Act Two is a whole other beast, and here is where Wolfe lost his way.  The drive of Act One left Act Two with little to no destination in mind.  Where to go, when the show got to where it was going?  Wolfe explores the success of the show and what it does to its creators.  We watch them enjoy themselves but ultimately struggle with trying to recreate another hit, but with little success.  We watch them fight and squabble with each other as they all try to find themselves and recreate the magic and excitement they felt by bringing Shuffle Along to fruition. And it just doesn’t carry the drive and power of Act One.  It feels messy and unfocused, and I felt my mind wander, until, miraculously these spectacular performers are given something amazing to do.  The dance numbers are divine, as are the musical numbers.  When someone starts to sing or dance, we sit up and pay attention, as we are assured that we are going to hear and see something special and fantastic.  And this show doesn’t let us down at those moments.  The four male leads are all doing exceptional work, but sadly, it feels like their moments are spread too thin.  It is as if there was enough on the table for two servings, not four.  Audra on the other hand, shines, and we are reminded once again at just how mega-talented she is. Besides the leads, the supporting actors, Brooks Ashmanskas and Amber Iman, also shine brightly when given something fun and amazing to do.  As does Billy Porter, who brings down the house with his Act Two solo number, “Low Down Blues”, one of the only show stoppers given to the four male leads.

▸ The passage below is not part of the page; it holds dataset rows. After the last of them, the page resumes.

PR #9126, opened 2019-06-10
Add DateTime.shift_zone!/3

wojtekmach:


lib/elixir/lib/calendar/datetime.ex
```diff
@@ -471,6 +471,32 @@ defmodule DateTime do
...
+    case shift_zone(datetime, time_zone, time_zone_database) do
+      {:ok, datetime} ->
+        datetime
+
+      {:error, reason} ->
+        raise ArgumentError,
+              "cannot shift #{inspect(datetime)} to #{inspect(time_zone)} time zone" <>
+                ", reason: #{inspect(reason)}"
+    end
+  end
```
josevalim: We need to add a doctest or a test that verifies the error case.

whatyouhide:
Thanks @wojtekmach! 💟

But beyond those moments of exhilaration, a lot of time is wasted on material that just doesn’t have the drive or the passion that vibrated off the stage during Act One.  I will say that throughout the whole show, I have never seen such powerful tap dancing in my life.  I almost felt sorry for the stage’s floor boards taking such a beating just for our immense entertainment.  The show wraps up in the only way it can, with a historical nod to the players, and it is a beautiful moment, but at the three hour mark, we are all a bit ready to step outside and rejoin the current Broadway’s sparkling lights and excitement.